Glad you like the LEFT JOIN idea. Thank you for being open to new ideas.

Regarding table aliases, I understand the reluctance to overload your students with too much information, but in my experience they really do make writing SQL a lot easier (when coupled with an IntelliSense-capable environment such as SSMS).

Every time a student wants to reference a specific field they type one or two letters (ideally a name that is easy to remember, so if there was an ObjectType table a good alias would be OT, for example), a full stop, then all the available fields from that table are shown in a list. Nothing else is in that list, which makes the decision simpler to make. In SSMS, the IntelliSense usually displays automatically. Sometimes you experience a brief delay from building the cache, but manually toggling IntelliSense usually gets around this (it can be toggled manually with Ctrl + Space, which is an easy shortcut to remember).

On a side note, I tend to use the AS keyword when creating table aliases as I like making them explicit, perhaps that habit will also be beneficial to your students as it's the same keyword used for renaming fields in the SELECT clause also, so in a student's head they can think of AS as rename.

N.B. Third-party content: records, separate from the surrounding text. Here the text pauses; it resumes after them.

PR #2883, opened 2025-07-24
chore: return webmethod from find_matching_route

ehhuang:
This will be used to support API access control, i.e. Webmethod would have a `required_scope` attribute, and we need access to that in the middleware.

### DIFF
--- a/llama_stack/distribution/server/server.py
+++ b/llama_stack/distribution/server/server.py
@@ -304,7 +304,9 @@ class TracingMiddleware:
             self.route_impls = initialize_route_impls(self.impls)
 
         try:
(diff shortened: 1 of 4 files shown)


llama_stack/distribution/server/server.py
```diff
@@ -321,6 +323,7 @@ async def __call__(self, scope, receive, send):
         if tracestate:
             trace_attributes["tracestate"] = tracestate
 
+        trace_path = webmethod.descriptive_name or route_path
```
ehhuang, line 326: webmethod.descriptive_name was meant to override the default trace_path. It was removed after being introduced (inadvertently I believe)

ashwinb (approved):
lg

Issue #2870, opened 2025-07-23
Build shell scripts should be converted to Python


leseb:
### 🤔 What is the technical debt you think should be addressed?

The build_*.sh scripts are becoming increasingly difficult to maintain. We’re starting to see small bugs emerge, such as https://github.com/meta-llama/llama-stack/issues/2866, and the overall complexity of the Bash implementation, particularly around positional argument handling, is becoming unmanageable.

Let's prototype a Python rewrite and decide.

### 💡 What is the benefit of addressing this technical debt?

Fewer build, no need to subprocess from Python to Bash, no more bash trickery etc. Unit tests!

leseb:
@derekhiggins want to pick this up?

derekhiggins:
> [@derekhiggins](https://github.com/derekhiggins) want to pick this up?

can do

leseb:
Still valid. Has a dep on https://github.com/llamastack/llama-stack/issues/2878

derekhiggins:
I think this can be closed, As of the removal of the build command
see https://github.com/llamastack/llama-stack/pull/3839

Issue #2878, opened 2025-07-23
Rework CLI commands


ehhuang:
### 🚀 Describe the new functionality needed

# Problem statement:
1. `llama stack build... --image_type=...` is a misleading name except for the case of containers. For venv and conda, it just installs dependencies to the environment and are more akin to `uv sync`.
2. `llama stack run ...` isn't runnable unless you've run `llama stack build` first, which is poor UX. This contributed to the desire to have `llama stack build ... --run` that runs the server after building.

# Proposal:
1. REMOVE: `llama stack build...` is removed.
2. ADD:`llama stack build-container ...` replaces the current `llama stack build ... --image-type=container`
3. CHANGE:`llama stack run ...` replaces the current `llama stack build ... --run`. 

### 💡 Why is this needed? What if we don't build it?

improve UX for installing/running llama stack

mattf:
+1 and build-container should build from local source tree by default

three use cases i have -
 - production server using released container from docker hub / quay
 - pre-production server using conda and source tree w/ local patches
 - devel server using venv and source tree w/ local patches

leseb:
Unpopular opinion, can we let people build containers themselves? We will never get it right, some people might want a different base image etc etc. The only time we need a container image is when we build and push to `docker.io/llamastack`

I'd like to propose something different, how about we keep `llama stack build` and it only calls `pip install ...`? So that it will:

* Work for developers that have a venv activated or a conda env
* Work on any system with Python
* Keep freedom to whoever wants to build a container

How to build a container in this scenario? Snippet of a Containerfile:

```
FROM <my base image>

RUN pip install --no-cache llama-stack==0.2.14
RUN llama stack build starter

ENTRYPOINT ["llama", "stack", "run", "starter"]
```

Another snippet to build from source:

```
FROM <my base image>

COPY $LLAMA_STACK_DIR /app/llama-stack-source
RUN pip install --no-cache -e /app/llama-stack-source
RUN llama stack build starter

ENTRYPOINT ["llama", "stack", "run", "starter"]
```

Am I missing something? Hope not, but it's late here so that would be my excuse ^^
Thoughts?

cdoern:
I wonder if we should take this opportunity to change up how `build` itself works as well. 

I have been wondering and chatting with others about the idea of getting rid of the `build_` scripts and having each provider maintain its own requirements which could be installed using different build targets (`llama-stack[starter]`) or manually by the user.

[...]

PR #2884, opened 2025-07-24
Convert build_container.sh to Python implementation

derekhiggins:
Converts `build_container.sh` to a Python implementation (`build_container.py`)

The first commit in the series has been generated by cursor (claude-4-sonnet) with
updates in follow-on commits by me. For this initial version I've tried to keep the functionality
as close to the shell version as possible. We can then iterate on improvment.

Changes
1. **New `build_container.py`** - Complete Python rewrite with `ContainerBuilder` class
2. **Updated `build.py`** - Switch to calling Python script instead of shell script  
3. **Compatibility stub** - `build_container.sh` now delegates to Python version

Key Features Preserved
- All environment variable handling (`LLAMA_STACK_DIR`, `BUILD_PLATFORM`, etc.)
- External provider directory copying and configuration updates
- Platform detection (ARM64, x86_64) and container options
- Complex argument parsing logic for optional parameters
- SELinux handling and volume mounting logic
- Version tagging from PyPI/test-PyPI/local development

Testing
I've Manually tested and compared generated "ContainerFile" to shell version (with various flags/env variables)
unit testing could be added in future

Related: #2870


Elbehery:
thanks @derekhiggins for working on this. 

Having 3 commits is easier to review indeed :) 

would it be possible to squash the commits before merging ?

cdoern:
@derekhiggins can we perhaps get #2637 in first? it is ready and adds a host to new functionality to the `build` scripts I think we should reconcile before converting the script

llama_stack/distribution/build_container.py
```diff
@@ -0,0 +1,373 @@
+#!/usr/bin/env python3
```
leseb, line 1: What's the rationale for making this a standalone script and not a module we can directly call?

leseb (commented):
Thanks!!!

llama_stack/distribution/build_container.py
derekhiggins: This is what I mentioned in the PR description
> For this initial version I've tried to keep the functionality
as close to the shell version as possible. We can then iterate on improvment.

I was thinking we would initially switch over to something that is as close to a direct replacement as possible. We can then improve, high on the list of improvements would be to import as a module

derekhiggins:
> @derekhiggins can we perhaps get #2637 in first? it is ready and adds a host to new functionality to the `build` scripts I think we should reconcile before converting the script

Sounds ok to me, I'm on PTO after tomorrow for 2 weeks, I'm happy to pick this up again when I return or if somebody else wants to take it over thats fine too

llama_stack/distribution/build_container.py
leseb: That sounds good; I agree that using a module should be the next immediate step.

nathan-weinberg:
> thanks @derekhiggins for working on this.
> 
> Having 3 commits is easier to review indeed :)
> 
> would it be possible to squash the commits before merging ?

The project does `Squash and Merge` by default so the squashing will occur upon merge

ashwinb:
This is great btw, thanks for doing this. While you are doing this, can you also add some unit tests but which need _as few mocks as possible_?

derekhiggins:
Before I go about rebasing this, I've noticed the discussion on reworking the way lls build works (https://github.com/llamastack/llama-stack/issues/2878) 
In particular it looks like the `build` command is to be removed. I guess this PR is now obsolete? 
cc @cdoern

leseb:
@derekhiggins ready to resume? Thanks!

derekhiggins:
> @derekhiggins ready to resume? Thanks!

I can, but am I incorrect about the build command being removed?

leseb:
> > @derekhiggins ready to resume? Thanks!
> 
> I can, but am I incorrect about the build command being removed?

Yes, in favor of "show", let's wait for this to be ready before resuming then, thanks

derekhiggins:
Closing, As of the removal of the build command (see above), this PR is no longer relevant, see #3839

PR #2885, opened 2025-07-24
fix: starter template and litellm backward compat conflict for openai

mattf:
# What does this PR do?

openai/models.py has backward compat entries for litellm model names. the starter template includes these in the list of registered models. the inclusion results in duplicate model registrations.

the backward compat is no longer necessary.

## Test Plan

ci

### DIFF
--- a/llama_stack/providers/remote/inference/openai/models.py
+++ b/llama_stack/providers/remote/inference/openai/models.py
@@ -12,11 +12,6 @@ from llama_stack.providers.utils.inference.model_registry import (
 )
 
 LLM_MODEL_IDS = [
-    # the models w/ "openai/" prefix are the litellm specific model names.
-    # they should be deprecated in favor of the canonical openai model names.
-    "openai/gpt-4o",
-    "openai/gpt-4o-mini",
-    "openai/chatgpt-4o-latest",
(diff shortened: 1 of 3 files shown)


mattf:
@leseb ptal

leseb (commented):
Do you know what caused this? And why the CI wasn't catching that?

nathan-weinberg:
@leseb I discussed this with @bbrowning - AFAIK we don't have CI that tests building **and running** the starter distro with each combo in the matrix - thus the starter distro builds with OpenAI enabled but when trying to run it you hit this issue on the server initialization

leseb:
> @leseb I discussed this with @bbrowning - AFAIK we don't have CI that tests building **and running** the starter distro with each combo in the matrix - thus the starter distro builds with OpenAI enabled but when trying to run it you hit this issue on the server initialization

Duh 🤦🏻 , yes of course, we run starter with Ollama enabled only, so it's expected. We could run with OpenAI and a dummy key though ;-), thanks!

ashwinb:
thanks for the fix @nathan-weinberg

nathan-weinberg:
credit to @mattf! just a test on my side :smile:

PR #2879, opened 2025-07-23
feat: create dynamic model registration for Anthropic remote inferenc…

r3v5:
…e provider

# What does this PR do?

Allows to dynamically register models by Anthropic hence automatically detect when new models are added, deprecated, or removed by Anthropic remote inference provider, and automatically update the list of supported models in Llama Stack.

This issue is part of #2504 

Closes #2864

## Test Plan

1. Create venv at root llamastack directory:
`uv venv .venv --python 3.12 --seed`

2. Activate venv:
`source .venv/bin/activate`

3. Install dependencies:
`uv pip install -e .`

4. Create Anthropic distro modifying run.yaml

5. Navigate to templates/starter folder and build distro:

`llama stack build --template starter --image-type venv`

6. Then run LlamaStack server:

`ANTHROPIC_API_KEY="YOUR_KEY" ENABLE_ANTHROPIC=anthropic llama stack run run.yaml --image-type venv`

7. Try to register dummy model:

```
curl -X POST "http://localhost:8321/v1/models" \                                                                                                                                       
  -H "Content-Type: application/json" \
  -d '{
    "model_id": "claude-7-5-sonnet-test",
    "provider_id": "anthropic", 
    "provider_model_id": "claude-3-5-dummy",
    "model_type": "llm",
    "metadata": {}
  }'
```

`{"detail":"Invalid value: 'claude-3-5-dummy' model is not supported. Supported models are: anthropic/claude-3-5-sonnet-latest, anthropic/claude-3-7-sonnet-latest, anthropic/claude-3-5-haiku-latest, anthropic/voyage-3, anthropic/voyage-3-lite, anthropic/voyage-code-3, claude-3-5-sonnet-test, ..."}%`

In the server logs you would want to see this log:
```
INFO     2025-07-23 15:57:49,612 llama_stack.providers.remote.inference.anthropic.anthropic:51 uncategorized: Model claude-3-5-dummy was not found on 
         Anthropic   
```

8. Try to register available Anthropic Claude model:
```
curl -X POST "http://localhost:8321/v1/models" \
  -H "Content-Type: application/json" \
  -d '{
    "model_id": "claude-3-5-sonnet-test",
    "provider_id": "anthropic", 
    "provider_model_id": "claude-3-5-sonnet-20241022",
    "model_type": "llm",
    "metadata": {}
  }'
```

[...]

Issue #2504, opened 2025-06-24
Dynamically Update SUPPORTED_MODELS list for remote providers


RohanAwhad:
### 🚀 Describe the new functionality needed

We need a dynamic way of fetching the updated list of models for each of the remote providers we support.

### 💡 Why is this needed? What if we don't build it?

Right now, we have 2 options to add models that are supported by the provider (e.g. anthropic) but not by llama-stack:
1. Add an external provider
2. Update the codebase to add the model to the list

If we support the provider, we should be able to dynamically fetch list of new models (claude 4 models) provided by that specific internal provider (Anthropic).

### Other thoughts

This was also mentioned over [here](https://github.com/meta-llama/llama-stack/issues/2115#issuecomment-2988632082).

RohanAwhad:
@leseb can you assign this to me?

mattf:
@RohanAwhad i'm frequently hitting this issue, ptal https://github.com/meta-llama/llama-stack/pull/2710

leseb:
@r3v5 was interested in helping with this, @RohanAwhad any progress on this? Thanks

r3v5:
Thx, @leseb. I will reach out @RohanAwhad to get to know his progress

mattf:
@leseb @r3v5 ptal #2710, once it's in we can start using it in providers

r3v5:
@mattf do you need any help with that now? It seems like we need to call GET endpoints of the remote providers REST API to get a list of available models and then update current models if any changes were detected. Another things is that not all providers have public endpoint so there is likely dealing with web scrapping of docs/pages with list of models or something, That's one obstacle

mattf:
@r3v5 i could use help validating that the approach in #2710 is good, review it please. as for uses, i have a prototype for ollama & nvidia. i could use help on llama-api and openai inference providers.

r3v5:
@mattf As for remote providers inderence, I see openai at the code base but I don't see llama. There is ollama. Did you mean that? And I see how it can be implemented for eg. for openai. I need to get OpenAI API key, and then I would call get models list endpoint, then add models ids to hashset and compare with existing hashset where we put existing model ids hence we can easily identify what new models should be introduced and what models were deprecated. This logic can be called during GitHub workflow where we have CI cron job. What do you think about that?

RohanAwhad:
Hey @leseb, sorry i was a bit busy with other work ... so couldn't fix this ...

[...]

PR #2886, opened 2025-07-24
feat: implement dynamic model detection support for inference providers using litellm

mattf:
# What does this PR do?

This enhancement allows inference providers using LiteLLMOpenAIMixin to validate model availability against LiteLLM's official provider model listings, improving reliability and user experience when working with different AI service providers.

- Add litellm_provider_name parameter to LiteLLMOpenAIMixin constructor
- Add check_model_availability method to LiteLLMOpenAIMixin using litellm.models_by_provider
- Update Gemini, Groq, and SambaNova inference adapters to pass litellm_provider_name

## Test Plan

standard CI.

### DIFF
--- a/llama_stack/providers/utils/inference/litellm_openai_mixin.py
+++ b/llama_stack/providers/utils/inference/litellm_openai_mixin.py
@@ -73,6 +73,15 @@ class LiteLLMOpenAIMixin(
         provider_data_api_key_field: str,
         openai_compat_api_base: str | None = None,
     ):
+        """
+        Initialize the LiteLLMOpenAIMixin.
+
+        :param model_entries: The model entries to register.
+        :param api_key_from_config: The API key to use from the config.
+        :param provider_data_api_key_field: The field in the provider data that contains the API key.
+        :param litellm_provider_name: The name of the provider, used for model lookups.
+        :param openai_compat_api_base: The base URL for OpenAI compatibility, or None if not using OpenAI compatibility.
+        """
         ModelRegistryHelper.__init__(self, model_entries)
 
         self.litellm_provider_name = litellm_provider_name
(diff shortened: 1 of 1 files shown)


llama_stack/providers/utils/inference/litellm_openai_mixin.py
```diff
@@ -71,7 +71,17 @@ def __init__(
         api_key_from_config: str | None,
         provider_data_api_key_field: str,
         openai_compat_api_base: str | None = None,
+        litellm_provider_name: str | None = None,
```
ashwinb: can we make this required?

ashwinb (changes requested):

llama_stack/providers/utils/inference/litellm_openai_mixin.py
mattf: we can. if i make it required right now it'll step on other related changes in flight by new developers.

ok to file a follow up issue to make it required?

r3v5:
This new infrastructure with litellm for `check_model_availability()` is fine. If the PR is merged, I can do rebase and very quickly implement that for Anthropic here #2879 and afterwards for all models from list here #2504

llama_stack/providers/utils/inference/litellm_openai_mixin.py
ashwinb: I think that is fine because in my opinion `check_model_availability` cannot be half-assed and say "I can't do my job because you did not provide me with very important information earlier". I also do need this in my own work. Let's make this required.

mattf: @ashwinb ok, i've made it required.

@r3v5 this will superseded your PR.

r3v5: Thanks, @mattf

mattf:
image
this is weird.

PR #2890, opened 2025-07-24
docs: add README.md file for the Llama Stack CI

nathan-weinberg:
# What does this PR do?
Our CI is entirely undocumented, this commit adds a README.md file with a table of the current CI and what is does


nathan-weinberg:
Best reviewed in rich text mode, btw

ktdreyer (approved):

cdoern (approved):

ashwinb:
Unless the descriptions are substantial, I am not sure this is warranted. Another way to phrase this: how do you think this documentation will be used?

nathan-weinberg:
> Unless the descriptions are substantial, I am not sure this is warranted. Another way to phrase this: how do you think this documentation will be used?

Right now it's pretty hard for new contributors to know the following:
1. What CI we currently have
2. The purpose of the many workflow files we currently have 
3. What gaps/redundancies might exist in our CI coverage 

The only way to gleam any of this is to look at all of workflow files and independently determine what each is actually for/what it is doing.

In my mind, having this documentation is a first step to making our CI easier to understand, and from there lower the barrier of entry in terms of expanding coverage and simplifying any redundancies. This will become even more important as we move out of the `meta-llama` org into the `llamastack` org where we may need to start being a bit more strict with things like our CI runner minute usage.

nathan-weinberg:
Hmmm okay, let me play with this a bit!

cdoern (commented):
This is missing `Test External Provider from Module`  which was just added in #2637

.github/workflows/README.md
```diff
@@ -0,0 +1,22 @@
...
+| SqlStore Integration Tests | [integration-sql-store-tests.yml](integration-sql-store-tests.yml) | Run the integration test suite with SqlStore |
+| Integration Tests | [integration-tests.yml](integration-tests.yml) | Run the integration test suite with Ollama |
+| Vector IO Integration Tests | [integration-vector-io-tests.yml](integration-vector-io-tests.yml) | Run the integration test suite with various VectorIO providers |
+| Pre-commit | [pre-commit.yml](pre-commit.yml) | Run pre-commit checks |
+| Test Llama Stack Build | [providers-build.yml](providers-build.yml) | Test llama stack build |
+| Python Package Build Test | [python-build-test.yml](python-build-test.yml) | Test building the llama-stack PyPI project |
+| Check semantic PR titles | [semantic-pr.yml](semantic-pr.yml) | Ensure that PR titles follow the conventional commit spec |
+| Close stale issues and PRs | [stale_bot.yml](stale_bot.yml) | Run the Stale Bot action |
+ +| Test External Providers Installed via Module | [test-external-provider-module.yml](test-external-provider-module.yml) | Test External Provider installation via Python module |
```
cdoern: there is a `+` here if I am seeing this correctly

nathan-weinberg: Thx! Fixed

cdoern (approved):
nice, I like this method.

scripts/gen-ci-docs.py
```diff
@@ -0,0 +1,78 @@
...
+    for file_path in workflows_dir.glob("*.yml"):
+        yml_files.append(file_path)
+
+    # Sort files alphabetically for consistent output
+    yml_files.sort(key=lambda x: x.name)
+
+    # Generate table rows
+    table_rows = []
+    for file_path in yml_files:
+        name, run_name = parse_workflow_file(file_path)
```
leseb, line 56: We must raise here if `run_name` is empty, the action must contain this keyword. This will help enforce good practice on writting new workflows.

nathan-weinberg: I modified the parsing function to raise an Exception if either `name` or `run-name` is missing

nathan-weinberg:
> Last thing, what's the "real" value of having run-name if we have "name" they both look **very** similar. Why not just keep "name"?

Unfortunately GHA have no concept of a `description` attribute - I chose `run-name` so we could have some more verbose explanations without making the job names themselves very verbose (annoying in cases like viewing actions within PRs)

Maybe we can try it out and remove later if we find it redundant/unhelpful?

PR #2896, opened 2025-07-24
chore: Fix chroma unit tests

franciscojavierarceo:
# What does this PR do?
Enable Chroma inline unit tests and fix integration tests.


tests/integration/vector_io/test_openai_vector_stores.py
```diff
@@ -31,12 +38,7 @@ def skip_if_provider_doesnt_support_openai_vector_stores(client_with_models):
 def skip_if_provider_doesnt_support_openai_vector_store_files_api(client_with_models):
     vector_io_providers = [p for p in client_with_models.providers.list() if p.api == "vector_io"]
     for p in vector_io_providers:
-        if p.provider_type in [
-            "inline::faiss",
-            "inline::sqlite-vec",
-            "inline::milvus",
-            "remote::pgvector",
-        ]:
```
ehhuang: is this intentional?

llama_stack/providers/remote/vector_io/chroma/chroma.py
```diff
@@ -57,12 +57,16 @@ def __init__(self, client: ChromaClientType, collection, kvstore: KVStore | None
         self.collection = collection
         self.kvstore = kvstore
 
+    async def initialize(self):
+        # Chroma does not require explicit initialization, this is just a helper for unit tests
```
ashwinb: delete this comment, not clear what "helper for unit tests" means even

llama_stack/providers/remote/vector_io/chroma/chroma.py
```diff
@@ -193,18 +206,27 @@ async def query_chunks(
...
+            vector_db = await self.vector_db_store.get_vector_db(vector_db_id)
+            if not vector_db:
+                raise ValueError(f"Vector DB {vector_db_id} not found in Llama Stack")
+
+            index = VectorDBWithIndex(vector_db, ChromaIndex(self.client, collection), self.inference_api)
+            self.cache[vector_db_id] = index
+            return index
+
+        except Exception as exc:
+            raise ValueError(f"Vector DB {vector_db_id} not found in Chroma") from exc
```
ashwinb: this is really not correct -- you are eating all kinds of exceptions (clearly other errors can happen at runtime) and reporting them as "not found". why?

ashwinb (changes requested):

llama_stack/providers/remote/vector_io/chroma/chroma.py
franciscojavierarceo: Will revise to provide more explicit. 👍

franciscojavierarceo: Will revise to be more explicit. 👍

tests/integration/vector_io/test_openai_vector_stores.py
franciscojavierarceo: I actually meant to delete the whole thing now that it's implemented. Updated accordingly. Thanks for catching. 👍

llama_stack/providers/remote/vector_io/chroma/chroma.py
franciscojavierarceo: removed 👍

llama_stack/providers/remote/vector_io/chroma/chroma.py
franciscojavierarceo: i reverted the change and instead updated the unit test to capture the chroma exception that's triggered from `test_query_unregistered_raises`.

tests/unit/providers/vector_io/test_vector_io_openai_vector_stores.py
```diff
@@ -86,10 +86,14 @@ async def test_register_and_unregister_vector_db(vector_io_adapter):
     assert dummy.identifier not in vector_io_adapter.cache
 
 
-async def test_query_unregistered_raises(vector_io_adapter):
+async def test_query_unregistered_raises(vector_io_adapter, vector_provider):
     fake_emb = np.zeros(8, dtype=np.float32)
-    with pytest.raises(ValueError):
-        await vector_io_adapter.query_chunks("no_such_db", fake_emb)
+    if vector_provider == "chroma":
```
ashwinb, line 91: this is oddly specific (on the other hand one cannot just test for Exception since that is terrible also)...

ashwinb (approved):

tests/unit/providers/vector_io/test_vector_io_openai_vector_stores.py
franciscojavierarceo: yeah agreed, if you have some suggestions happy to incorporate them too. 

I'll investigate making this cleaner in a follow up. Just want to make sure we can be confident about CI right now. 👍

PR #2909, opened 2025-07-25
chore: remove requirements.txt

leseb:
# What does this PR do?

We use pyprojects to maintain our dependencies. Additionally, we use a uv.lock to pin the dependencies versions.
Having a requirements.txt should not be needed. Also, I think this prevents dependabot from updating our uv.lock.

Before this https://github.com/meta-llama/llama-stack/issues/2908 gets implemented, let's see if we can at least get some update from pyproject.


terrytangyuan (commented):
I think that was added intentionally to help with non-uv users? cc @ashwinb

ashwinb:
Yeah until we kill support for `conda`, we need this and in general it is always recommended to keep it so it works with the rest of the python ecosystem. I suggest we keep it as @terrytangyuan suggests.

mattf:
> Yeah until we kill support for `conda`, we need this and in general it is always recommended to keep it so it works with the rest of the python ecosystem. I suggest we keep it as @terrytangyuan suggests.

i thought it was just for the ui container. conda w/ pip can read pyproject.toml.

Practicality · on July 11, 2016

Ironically most programmers I know have no trouble with loops but struggle with SQL. The most common SQL error they make is trying to use loops. (RBAR: Row by Agonizing Row)

beefield · on July 12, 2016

As an amusing anecdote, my friend was working with a _really_ slow query (it took literally days to run a query), and their consult/software vendor/whatnot that had written the query kept telling that your data is so large/complex that you really need to look into big data systems like Hadoop.

Turns out the SQL query was running on for-loops. With some tinkering my friend got rid of the loops, and after that the query run in less than three minutes. No more talking about Hadoop there.

ZenoArrow · on July 12, 2016

If a programmer is struggling with SQL in the way you describe, I'd suggest they learn how to perform MapReduce in the programming language of their choice. That should help give them a better understanding of how to approach SQL. If their language doesn't have good support for the MapReduce approach, a quick introduction in any functional language should help.

danso · on July 12, 2016

I teach SQL to students who may have no programming experience at all, unfortunately

ZenoArrow · on July 12, 2016

The MapReduce advice was only meant for programmers who had to unlearn imperative programming habits. Non-programmers won't have imperative programming habits to unlearn.

mozumder · on July 11, 2016

Some of the tables don't work in Safari, but otherwise a good intro.